Friday, March 6, 2026

India’s KFC & Pizza Hut Franchisees Merge to Create a QSR Powerhouse

Isha Sagarika
Isha Sagarika
Isha is a passionate restaurant industry enthusiast with deep expertise in the F&B and restaurant-tech landscape. With a knack for storytelling and a keen understanding of industry trends, she crafts compelling narratives that inform, engage, and inspire.

In one of the biggest shake-ups in India’s quick-service restaurant (QSR) industry, Sapphire Foods India Ltd and Devyani International Ltd have agreed to merge, creating a single, unified franchise operator for global fast-food brands KFC and Pizza Hut across the Indian market. 

Under the proposed arrangement, Devyani, already one of India’s largest franchisees of Yum!

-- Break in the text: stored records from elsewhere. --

PR #1270, opened 2020-04-16
Add a heroimage and buttons to README.md

earkhipov:
This change is [Reviewable](https://reviewable.io/reviews/shakacode/react_on_rails/1270)


earkhipov:
@justin808 Where should we store images?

The Devyani group will acquire all of the Sapphire restaurants. If the acquisition succeeds, it will create the most significant combined number of KFC and Pizza Hut restaurant locations in Asia and internationally, with over 3,000 locations across Asia, including the countries of Sri Lanka, Nepal, Thailand, and Nigeria. 

The combination of businesses represents a shift to have all KFC/Pizza Hut restaurants in India operated by a single major company, which will allow for alignment of strategy, supply chain, technology platform, and expansion strategies. In addition, Yum! Brands, the owner of KFC and Pizza Hut, has expressed support for this transaction, with improved commercial terms that will enhance overall growth opportunities.

Ravi Jaipuria, Non-Executive Chairman of Devyani International, called the merger, as noted in ET Hospitality, “a significant milestone and a decisive leap forward” for the QSR sector in India, saying the move would allow the combined company to hold franchise rights across the entire market for KFC and Pizza Hut and deliver accelerated growth, scale, and profitability. 

Sumeet Narang, nominee director of Sapphire Foods and Founder of Samara Capital, said that ET Hospitality noted that the transaction reflects “a shared long-term vision and strong partnership”, setting the stage for sustainable expansion across brands and regions. Yum! Brands CFO Ranjith Roy also expressed support, noting the merger would help build “a stronger, more resilient partner in India” capable of advancing supply-chain operations.

The merger comes amid slowing same-store sales growth and rising cost pressures in the QSR space, where consumers are tightening spending on dining and delivery. According to analysts, combining the distribution networks of Devyani and Sapphire would create annual synergies of ₹210–225 crore starting in the second full year of operation, achieved through eliminating duplicate costs, streamlining product and service delivery through shared technology, and deploying joint marketing resources.